Abstract
In the article it is offered to use the term «completeness of existence» in relation to the ideological contents of the poem by A. S. Pushkin «A wondrous moment I remember…» and also to apply it to the description of that romantic discourse which had been developed by Pushkin by 1825 and which succeeded an educational «discourse of happiness». It seems that the poet’s evolution of ethical, religious and philosophical ideas – from hedonism and voluntarism to the ideas of «service» to the Absolute and the adoption of imperfection of historical reality – can be transposed to the entire early Russian romanticism, which was expressed, and in fact created, by Pushkin.
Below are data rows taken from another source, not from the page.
PR #387, opened 2025-04-17
Preserve existing structure of toml config files on write

### LINKED ISSUE #232: Improve behavior of `setup_constant_pars`
### Kind of request

### Enhancement Description

Currently the setup_constant_pars is adding maps with uniform values to the staticmaps file. Currently, there is also no entry added to the wflow TOML configuration file, but implicitly taken from the "reference" TOML file. This means that, if someone would like to add an additional constant parameter, the TOML file won't be updated correctly. 

Furthermore, to improve clarity and ease-of-use, it would be good if - in stead of a layer in the staticmaps - the value gets added to the wflow TOML configuration file, see the example below:

```toml
[input.vertical]
ksathorfrac.value = 100
```

### Use case

_No response_

### Additional Context

Currently, If passing the required information to the config object (through `parameter.value`), the TOML gets written in the following manner:

```toml
[input.vertical.ksathorfrac]
value = 100
```

While this is file for a limited number of constant parameters, I would prefer if it gets added like in the "Enhancement description" above. 

I did some work related to this in this branch: https://github.com/Deltares/hydromt_wflow/tree/toml_naming

Tjalling-dejong:
## Issue addressed
Fixes #232 

## Explanation
It turns out that `tomlkit` is quite a buggy implementation so this ended up taking quite long but we got there in the end. The rule we ended up with in the end is that when a value is set, it will be added to the most specific existing table in the config, if this does not exist it will be added to the root. This does mean that if for example the config file should have an input block like so:

```toml
[input.static]
foo = "bar"
mew = "bark"
```

then the table should be added to the toml document before hand even if there are no keys for it yet like so:

```toml
[input.static]
```

Then subsequent sets will be added to this table 
## Checklist

### DIFF
--- a/hydromt_wflow/utils.py
+++ b/hydromt_wflow/utils.py
@@ -231,7 +231,7 @@ def _get_key_values_to_move(
 
 
 def _update_config_dict_with_value_keys(
-    keys_values_to_move: List[tuple[str, str]], data: dict[str, str]
+    keys_values_to_move: List[tuple[str, Any]], data: dict[str, str]
 ):
     for parent, value in keys_values_to_move:
         parents, parent = parent.rsplit(".", maxsplit=1)
--- a/hydromt_wflow/utils.py
+++ b/hydromt_wflow/utils.py
@@ -1,12 +1,12 @@
 """Some utilities from the Wflow plugin."""
 
 import logging
-from functools import reduce
 from os.path import abspath, dirname, join
 from pathlib import Path
-from typing import Any, Dict, List
+from typing import Any, Dict
 
 import numpy as np
+import tomlkit
 import xarray as xr
 from hydromt.io import open_timeseries_from_table
 from hydromt.vector import GeoDataArray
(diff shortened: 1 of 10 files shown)


hydromt_wflow/wflow.py
```diff
@@ -5692,12 +5693,133 @@ def set_tables(self, df, name):
...
+
+        args = list(args)
+        value = args.pop(-1)
+        keys = reduce(lambda acc, arg: [*acc, *arg.split(".")], args, [])
+
+        # if we try to set dictionaries as values directly tomlkit will messup the
+        # key bookkeeping, resulting in invalid toml, so instead
+        # if we see a mapping, we go over it recursively
+        # and manually add all of it's keys, which does work for some reason
+        if isinstance(value, (dict, tomlkit.items.Table)):
```
deltamarnix, line 5788: Would it also work if you would test for AbstractTable? I see that InnerTable is not covered otherwise.

hydromt_wflow/wflow.py
```diff
@@ -5692,12 +5693,133 @@ def set_tables(self, df, name):
...
+        for idx in range(len(keys)):
+            if idx != len(keys) - 1:
+                remaining_key = tomlkit.key(keys[idx:])
+            else:
+                remaining_key = keys[idx]
+
+            if keys[idx] not in current or not isinstance(current[keys[idx]], dict):
+                break
+
+            current = current[keys[idx]]
```
deltamarnix, line 5814: Is all this code still needed? I have to check, but I'm guessing that the recursive functionality on 5790 is already resolving all of your issues. `set_config` will actually only ever receive a single key to resolve. It looks like the function is a bit too superfluous for what it should do.

deltamarnix (changes requested):
Pleasea take a look at `set_config`, perhaps there is some redundant code. I will also check from my side.

hydromt_wflow/wflow.py
```diff
@@ -4876,8 +4877,9 @@ def upgrade_to_v1_wflow(self):
         The other components stay the same.
         This function should be followed by write_config() to write the upgraded file.
         """
+        self.read()
```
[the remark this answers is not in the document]
savente93: it is required, otherwise the test fails, which sort of makes sense, since if the model is not loaded and you modify in your config where geoms are located/what they are called it makes sense you cannot find them afterwards.

hydromt_wflow/utils.py
```diff
@@ -200,42 +201,48 @@ def read_csv_results(
...
 
     Returns
     -------
-    value : any type
+    value : Any
         dictionary value
+
+    Examples
+    --------
+    >> # self.config = {'a': 1, 'b': {'c': {'d': 2}}}
```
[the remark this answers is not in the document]
savente93: yeah true, this was in the old example and I didn't update it. The only thing that `set_config` usually initializes the default config which is a little overwhelming for the example, I'll see if I can craft something more consistent.

hydromt_wflow/wflow.py
savente93: Good point

hydromt_wflow/wflow.py
savente93: The code on 5790 is indeed to make sure we only try to set literals as values since otherwise things go awry with tomlkit. this code is to make sure we choose the most specific header for the key we are trying to set, so they do different things. I don't see how this can be reduced since they operate on different data

hydromt_wflow/wflow.py
```diff
@@ -5692,12 +5693,133 @@ def set_tables(self, df, name):
...
+        """
+        self._initialize_config()
+        if len(args) < 2:
+            raise TypeError("set_config() requires a least one key and one value.")
+        if not all([isinstance(part, str) for part in args[:-1]]):
+            raise TypeError("All but last argument for set_config must be str")
+
+        args = list(args)
+        value = args.pop(-1)
+        keys = reduce(lambda acc, arg: [*acc, *arg.split(".")], args, [])
```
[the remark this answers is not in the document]
savente93: I find nested list comprehensions harder to read but you can argue that based on taste. Although I'm a little unclear now on whether we think using reduce is good or not, since you initially introduced the `setdefault` reduce one liner. Do we like the use or reduce or not?

deltamarnix (approved):
We've checked the edge cases. It's not allowed to have quoted dots in a key. And wflow doesn't have them, so we're good.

Being at the same time and a completer of the traditions of literature of the 18th century, he showed the exhaustion of «happiness paradigm» by his own creative biography – hedonism and eudemonism as vital and creative goals of the personality. Something dialectically opposite had to succeed them – both the contents denying them, and incorporated them. It is appropriate to designate this phenomenon as «completeness of existence» – an ecstatic state in which «happiness» and «bliss» are only its compound parts, equal to inspiration, love, completeness of feelings, beauty, harmony with the world, to unity with Infinite. It should be noted that «happiness discourse» did not disappear from culture and literature, at least for that simple reason that to present terrestrial happiness in its concrete manifestations (success, the prosperity, family, power) and to embody them is much easier, than to reach the completeness of existence demanding tension of all spiritual powers, infinite perfectibility and belief in Absolute existence.
Key words
A. S. Pushkin, religious and philosophical lyrics, completeness of existence, happiness, eudemonism, romanticism, Enlightenment, history of the ideas.